Having an unstable self-image Impulsiveness in self-destructive behaviours such as substance abuse, binge eating, over spending. Suicidal tendencies, and self-harming. Instability of mood swings, lasting from between a few hours and a few days. Chronic feelings of emptiness Intense, inappropriate anger. Paranoia and severe dissassociative behaviour. Another characterisation of BPD is an action called “splitting”. This is a situation where the sufferer cannot see two conflicting ideals at once. There is either black or white; there is no grey area in the middle. The borderliner cannot cope with opposing thoughts in their mind. My situation is one that is painful for me to recollect. I have the above problems, and it taints my view of everyday life. Only last year I realised that when a person left a room they didn’t just “disappear” into a void. I couldn’t understand how someone could still be there when I couldn’t see them. Until that time, I thought everyone was like that, that this was normal. I am a self harmer (read my op on self harming), and regularly think about suicide. I suffer from paranoia, to the extreme that sometimes I cannot leave the house, and I don’t trust my partner or children. I always feel alone, and that I do not have a purpose in life. When I become angry I take it out on myself and injure myself, or do even more damage to my self-image. I also have an eating disorder, which rules my life. My life is a roller-coaster of emotion, and I live from hour to hour never knowing how I will feel next. Self-injury is common in the borderliner, but unlike other self-injurers a risk of suicide is not weakened by self-harming behaviour.
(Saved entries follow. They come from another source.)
PR #1458, opened 2024-06-23
Move doxygen to GitHub Actions

seladb:
- Move doxygen to GitHub Actions and remove it from Cirrus CI
- Temporary comment-out all Cirrus CI tasks so we can merge PRs


.github/workflows/build_and_test.yml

The borderline patient will not see the difference between self harm and suicide, and many borderliners have died when they were self harming by not recognising just how dangerous the action they have taken
was. Treatment for BPD is usually by medication; I am currently on Venlafaxine (an antidepressant), Carbomazapine (an anti-convulsive drug which stabilises my brain waves) and Chlorpromazine (which is a tranquilliser). I also use Zopiclone (which is a sleeping tablet). I have also had three periods of hospitalisation, in a psychiatric unit, but in the condition of BPD this is usually discouraged as it can cause more harm than good, due to the BPD sufferers altered perception of reality. BPD sufferers also tend to become institutionalised easier and can seek solace in the hospital, prefering to hide there instead of living real life. The preferable method of care is through a Community Psychiatric Nurse, and I see mine on a weekly basis. BPD is thought to be caused by a traumatic experience in childhood, such as abuse, problems in parental skills when the Borderliner was young, or similar. There is still not much advice on BPD readily available, either in the form of literature or Internet websites. The majority of websites are geared to medical professionals. I am hoping to set my own website up to help other sufferers of this condition. This condition rules the sufferers life, and more is needed to bring this condition into the public eye. Many public figures have been said to suffer from it, the most high profile probably being Marilyn Monroe, Princess Diana and Adolf Hitler. The misunderstanding of the condition, and the implications of the name, needs to be explored. A recent American survey showed that the word Borderline did not adequately describe the illness and confused both patients, carers and medical professionals. This condition is one that is so misunderstood that it is criminal seeing that it is more common than most other psychiatric conditions.